Parameter	Description
`h_free`	Free-form kernel (1-D).
`fs`	Sampling rate in Hz.
`refine`	Whether to refine with a fast (second) component.
`skip`	Number of leading samples to skip in the fit.
`warm`	Previous `BiexpFitResult` for warm-start.

Returns a BiexpFitResult namedtuple with fields: tau_rise, tau_decay, beta, residual, tau_rise_fast, tau_decay_fast, beta_fast.

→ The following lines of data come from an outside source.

PR #586, opened 2024-06-03
chore(test): Create Testing Strategy ADR

alekst23:
## Background
We need to have a consolidated and clearly defined approach to testing our systems. Currently, we don't have a clear definition of what features and functions should be test at each level, and we mix some integration and system testing.

It is also currently difficult for new developers to spin up a test suite in a new environment. We should have tests work out of the box.

## Description
This PR creates an ADR to help us organize our ideas about testing.

## TODO
This file lacks a unified UI testing strategy


adr/0005-testing-strategy
CollectiveUnicorn, line 1: Its missing the `.md` extension

CollectiveUnicorn (changes requested):

adr/0005-testing-strategy
```diff
@@ -0,0 +1,102 @@
...
+  - [Alternatives](#alternatives)
+  - [References](#references)
+  - [Notes](#Notes)
+
+
+## Status 
+- PROPOSED
+
+## Context
+We need to have a consolidated and clearly defined approach to testing our systems. Currently, we don't have a clear definition of what features and functions should be test at each level, and we mix some integration and system testing.
```
CollectiveUnicorn:
```suggestion
We need to have a consolidated and clearly defined approach to testing our systems. Currently, we don't have a clear definition of what features and functions should be tested at each level, and we mix some integration and system testing.
```

adr/0005-testing-strategy
```diff
@@ -0,0 +1,102 @@
...
+
+(3) Tests should be granular, and each test should test an individual feature. Avoid monolithic test functions.
+
+(4) We should be testing for both success and failure cases.
+
+(5) We should use `unittest.mock.patch` to mock features for testing.
+
+(6) We should use `pytest.mark.parametrize` to iterate over parameter lists for test function.
+
+(7) We should use `conftest.py` to set up the dev environment variables, and to create global test fixtures.
```
CollectiveUnicorn: Is it necessary to call out specific library functions for tests?

adr/0005-testing-strategy
```diff
@@ -0,0 +1,102 @@
...
+- PROPOSED
+
+## Context
+We need to have a consolidated and clearly defined approach to testing our systems. Currently, we don't have a clear definition of what features and functions should be test at each level, and we mix some integration and system testing.
+
+It is also currently difficult for new developers to spin up a test suite in a new environment. We should have tests work out of the box.
+
+## Decisions
+
+(1) We should clearly define the levels of testing that we want to do, and the featuers that we should test at each one.
```
jalling97, line 26: misspelling of features

CollectiveUnicorn (changes requested):

adr/0005-testing-strategy.md
```diff
@@ -0,0 +1,102 @@
...
+**PROS**: 
+Faster development, less redundant work.
+Faster and leaner test runs.
+
+**CONS**:
+Coverage is up to devs and can lapse.
+
+(3) Tests should be granular, and each test should test an individual feature. Avoid monolithic test functions.
+
+(4) We should be testing for both success and failure cases.
```
CollectiveUnicorn, line 43: Can we add more detail here, I wouldn't think that its necessary to enumerate all failure cases for instance. But we may need to have a wider discussion about this because I'm sure there's a number of varying perspectives.

adr/0005-testing-strategy.md
```diff
@@ -0,0 +1,102 @@
...
+
+(8) We should consider all testing environments:
+* Windows
+* MacOS
+* Linux
+* Kubernetes
+
+## Design
+
+### Unit Testing
```
CollectiveUnicorn, line 59: I believe there was some desire to minimize the amount of unit tests created to avoid the code becoming overly rigid/brittle. Might be worth adding as discussion topic as a team.

adr/0005-testing-strategy.md
```diff
@@ -0,0 +1,102 @@
...
+
+## References
+* [Understanding the Python Mock Object Library](https://realpython.com/python-mock-library/)
+
+
+* [How to parametrize fixtures and test functions](https://docs.pytest.org/en/stable/how-to/parametrize.html)
+
+## NOTES
+
+We need to integrate UI testing strategy into this document.
```
CollectiveUnicorn, line 102: Will probably need @andrewrisse to really fill this section out, but the UI tests use Playwright atm and cover at least some e2e and integration tests. The svelte server api should probably have all those endpoints tested as well as all the UI features.

CollectiveUnicorn (changes requested):

adr/0005-testing-strategy.md
CollectiveUnicorn: Actually, I'm going to resolve this. Since its a todo.

adr/0005-testing-strategy
alekst23: I did not want to get too granular, but the `conftest.py` file is specific to implementing `pytest` properly so I wanted to point that out for devs.

adr/0005-testing-strategy.md
alekst23: We should definitely get the rest of the team's feedback about how much unit testing we want to integrate. 

You are right in principle, but in theory we should be maintaining our tests together with the app code.

It's a bit of a trade off. Your app code is more rigid, but the application itself will be more resilient to failure.

adr/0005-testing-strategy
alekst23: Ah, spelling. My forteh

adr/0005-testing-strategy
CollectiveUnicorn: The `conftest.py` makes sense to standardize around.

For `unittest.mock.patch` and `pytest.mark.parametrize` I personally would just prefer examples of how to utilize these effectively so they can be easily used where appropriate. As they won't be the best tools for all cases.

alekst23: Yeah that might be getting too granular. I definitely want to set up a template for us to follow through some examples of using these decorators and functions, but it's hard to put that in the ADR.

adr/0005-testing-strategy.md
CollectiveUnicorn: I like the idea of doing it, but I'm worried about its maintanability vs the provided value. There's a lot of overhead involved with trying to enumerate all possible edge cases.

adr/0005-testing-strategy.md
CollectiveUnicorn: Yeah its all a tradeoff, I would prefer that we be diligent in ensuring that we're not just creating tests for the sake of creating test and that they provide clear value in terms of catching regressions, bugs, or serving as documentation.

adr/0005-testing-strategy.md
alekst23: That's true, and I don't want to stretch this concept to absurdity. However, if we don't have at least some coverage of edge cases, we are going to see those come up as runtime errors that may be difficult to find and troubleshoot.

CRUDBase is a good example for this purpose. The code base is very simple, but there are some edge cases, like when the DB fails to return a properly formatted response. If we run those through the tests, we see that the system fails with an abstract TypeError or something like that. However, we may choose to return None or an empty set in some cases, instead of throwing an error, indicating that `get` or `list` did not find anything.

adr/0005-testing-strategy.md
alekst23: Yeah I am not a fan of code coverage just for the sake of code coverage. I do love testing edge conditions though =D

adr/0005-testing-strategy.md
CollectiveUnicorn: That definitely makes sense, given that I think this is good sense I think we're all aware of not going overboard with this.

CollectiveUnicorn (approved):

Fast-component fields are 0 if a single-component fit was used.

`compute_upsample_factor()`¶

Compute an integer upsampling multiplier for a given source and target sampling rate.

calab.compute_upsample_factor(fs: float, target_fs: float) -> int

Parameter	Description
`fs`	Original sampling rate in Hz.
`target_fs`	Target sampling rate in Hz.

Returns an integer >= 1.

Custom workflow example¶

import numpy as np
import calab

traces = np.load("my_traces.npy")  # (n_cells, n_timepoints)
fs = 30.0

# Step 1: Start with an initial guess for the kernel
tau_r, tau_d = 0.1, 0.5

# Step 2: Solve each trace with the current kernel
results = [calab.solve_trace(traces[i], tau_r, tau_d, fs) for i in range(len(traces))]

# Step 3: Estimate a free-form kernel from the spike trains
traces_flat = traces.ravel()
spikes_flat = np.concatenate([r.s_counts for r in results])
trace_lengths = np.array([traces.shape[1]] * len(results))
alphas = np.array([r.alpha for r in results])
baselines = np.array([r.baseline for r in results])

h_free = calab.estimate_kernel(
    traces_flat, spikes_flat, trace_lengths,
    alphas, baselines, kernel_length=int(5 * tau_d * fs),
)

# Step 4: Fit a parametric model to the kernel
fit = calab.fit_biexponential(h_free, fs)
print(f"Estimated: tau_rise={fit.tau_rise:.4f}, tau_decay={fit.tau_decay:.4f}")

# Could iterate steps 2-4 for refinement (this is what InDeCa does internally)

For full details on all parameters, return types, and edge cases, see the API Reference.

CLI¶

CaDecon is also available from the command line via calab cadecon:

calab cadecon traces.npy --fs 30.0 --output results/session1

This opens CaDecon in the browser, waits for results, and saves:

results/session1_activity.npy – deconvolved activity matrix
results/session1_results.json – alphas, baselines, PVEs, kernel info, and metadata

Flag	Description
`file`	Input `.npy` file (positional argument).
`--fs`	Sampling rate in Hz. Default: `30.0`.
`--port`	Server port. Default: auto-assign.
`--no-browser`	Don’t auto-open the browser.
`--output`, `-o`	Output path stem. Omit to print results to stdout.

For additional CLI commands, see the CLI Reference.